Beta cell primary cilia mediate somatostatin responsiveness via SSTR3

Somatostatin is a paracrine modulator of insulin secretion and beta cell function with pleotropic effects on glucose homeostasis. The mechanism of somatostatin-mediated communication between delta and beta cells is not well-understood, which we address in this study via the ciliary somatostatin receptor 3 (SSTR3). Primary cilia are membrane organelles that act as signaling hubs in islets by virtue of their subcellular location and enrichment in signaling proteins such as G-protein coupled receptors (GPCRs). We show that SSTR3, a ciliary GPCR, mediates somatostatin suppression of insulin secretion in mouse islets.

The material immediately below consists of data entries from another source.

PR #559, opened 2023-10-11
fix: BackwardServiceGap_length:=124cm, HcalEndcapN_length:=45cm

wdconinc:
And we start to address the mismatches in https://github.com/eic/epic/pull/553. This one should be mostly isolate from other parts.

- [x] Bug fix (issue: BackwardServiceGap_length is larger)
- [ ] New feature (issue #__)
- [ ] Documentation update
- [ ] Other: __

- [x] Changes have been communicated to collaborators @lkosarz 

No.

No.

### DIFF
--- a/compact/definitions.xml
+++ b/compact/definitions.xml
@@ -500,8 +500,8 @@ Service gaps in FW direction (before endcapP ECAL) and BW direction (before endc
     <constant name="ForwardServiceGap_rmin"       value="ForwardPIDRegion_rmax"/>
     <constant name="ForwardServiceGap_rmax"       value="ForwardServiceGap_rmin + ForwardServiceGap_thickness"/>
 
-    <constant name="BackwardServiceGap_length"    value="10.0 * cm"/>
-    <constant name="BackwardServiceGap_zmin"      value="320.0 * cm"/> <!-- FIXME hardcoded -->
+    <constant name="BackwardServiceGap_length"    value="124.0 * cm"/>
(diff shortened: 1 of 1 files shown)


wdconinc:
Ref: image

wdconinc:
All benchmarks passed, no overlaps. Should be ready for merging.

Chao1009 (approved):

wdconinc:
@Chao1009 That doesn't seem to have made sense:
image

wdconinc:
This might have been another mistake in the detector parameter table.

Chao1009:
I also noticed the `Length` and `Physical Start` seem not right in #561 , they were much smaller before the recent PRs.
It is caused by the increase of `BackwardServiceGap_length` from 10.0 cm to 124 cm, maybe this is a typo (12.4 cm) in the table?

wdconinc:
Hmm that could be it indeed.

lkosarz:
Sorry for late response. This doesn't make sense indeed. First of all, the position should be negative - backward. I initially was confused, because with the values in the table below it would actually contain the backward HCal. My understanding is that the service gap is supposed to be in front to lead the cables out. We should figure out or correct the parameter table in the first place.

lkosarz:
Also, the 12.4 cm length of the gap surprisingly resembles the value for inner radius of the HCal.

Chao1009:
@wdconinc @lkosarz 
Tanja has fixed the gap service length in the latest version of the table
https://eic.jlab.org/Geometry/Detector/Detector-20231020152234.html
it is now 15 cm

lkosarz:
Good, thanks!

Issue #587, opened 2023-10-25
inner_detector.yml file uses brycecanyon instead of craterlake


AkshayaVijay:
### Environment: (where does this bug occur, have you tried other environments)
- Which branch (`main` for latest released): 
- Which revision (`HEAD` for the most recent):

### Steps to reproduce: (give a step by step account of how to trigger the bug)
1. https://github.com/eic/epic/blob/main/configurations/inner_detector.yml

### Expected Result: (what do you expect when you execute the steps above)

this should include definitions_craterlake instead of definitions for brycecanyon

Chao1009:
temporarily fixed in #591

PR #586, opened 2023-10-24
update parameters for DIRC 

niwgit:
### Briefly, what does this PR introduce?
This implements following parameters for DIRC.
- Inner radius of 75.5 cm and outer radius of 78.6 cm for the DIRC bar box. The center of bar is at the average of those two values (r = 77.05 cm).
dirc_r

- DIRC readout starts at z = -303 cm. 
- Bar box ends at z = 185 cm. DIRC bar ends at z = 183 cm.
dirc_z

### What kind of change does this PR introduce?
- [x] Bug fix (issue #568)
- [ ] New feature (issue #__)
- [ ] Documentation update
- [ ] Other: __

### Please check if this PR fulfills the following:
- [ ] Tests for the changes have been added
- [ ] Documentation has been added / updated
- [ ] Changes have been communicated to collaborators

PR #591, opened 2023-11-07
Update configuration for inner detectors

Chao1009:
Update the configuration so it does not report false overlaps in #586 

- [x] Bug fix (issue #__)
- [ ] New feature (issue #__)
- [ ] Documentation update
- [ ] Other: __

### DIFF
--- a/configurations/inner_detector.yml
+++ b/configurations/inner_detector.yml
@@ -5,9 +5,11 @@ features:
     vertex_barrel:
     silicon_barrel:
     mpgd_barrel:
-    mpgd_dirc:
+    support_service_craterlake:
+    mpgd_outerbarrel:
+    mpgd_forward_endcap:
+    mpgd_backward_endcap:
     silicon_disks:
-    support_service_assembly:
     tof_barrel:
     tof_endcap:
   ecal:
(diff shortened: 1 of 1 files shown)


wdconinc (dismissed):

Chao1009:
```dd4hep: Evaluator::Object : unknown variable : TrackerSupportCyl_rmin1 : value=TrackerSupportCyl_rmin1```
It looks like mismatched ```definitions.xml```
I'm starting to think we need more sophisticated configurations, e.g., some JSON files.

wdconinc:
No, let's not make this any more complicated than it already is. We should remove the older geometries.

wdconinc (approved):
This is fine with me, but I wonder if we cannot just make sure that definitions.xml contains the craterlake definitions. That's the *de facto* standard configuration that everyone should be running in (and I'm tired of typing `export DETECTOR_CONFIG=epic_craterlake`). I kinda like to keep inner_detector.xml to be associate with what is in epic.xml, and would think inner_detector_craterlake.xml is assocated with epic_craterlake.xml. Just a thought.

Chao1009:
It resolves #587

PR #639, opened 2024-02-20
[DONTMERGE] definitions.xml: set EcalEndcapP_rmax to 172 cm

veprbl:
Allegedly, the calorimeter in simulation is larger than in engineering. This number was picked during a meeting from Alexander Bazilevski (of the top of his head).

(172 doesn't divide by 2.5, also it is not supported by the current menagerie https://eic.jlab.org/Geometry/Detector/Detector-20240117135224.html where it's still 195)


wdconinc:
Based on a recent ref, https://indico.bnl.gov/event/22766/, it seems like EcalEndcapP_rmax should stay at 195 cm.

PR #656, opened 2024-03-10
HOTFIX: add back HcalBarrel_rmin

veprbl:
I believe, the #588 breaks the CalorimeterTrackProjections by removing `HcalBarrel_rmin` which is referenced in
https://github.com/eic/EICrecon/blob/fcd8c84b14a9f0e5e486329bd9d7b42938ea4f46/src/global/tracking/tracking.cc#L164

I think, the `rmin1`/`rmin2` naming is a bit confusing, would be nice to know what the `10.4*cm` offset stands for, and get some better names.


wdconinc (approved):
Good catch!

wdconinc:
Backport into 24.03 needed I think.

epic-capybara:
Successfully created backport PR for `24.03`:
- #657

Quantitative analysis of calcium flux using a mouse model of genetically encoded beta cell-specific GCaMP6f calcium reporter shows that somatostatin signaling alters beta cell calcium flux after physiologic glucose stimulation, an effect that depends on endogenous SSTR3 expression and the presence of intact primary cilia on beta cells. Comparative in vitro studies using SSTR isoform antagonists demonstrate a role for SSTR3 in mediating somatostatin regulation of insulin secretion in mouse islets. Our findings support a model in which ciliary SSTR3 mediates a distinct pathway of delta-to-beta cell regulatory crosstalk and may serve as a target for paracrine modulation.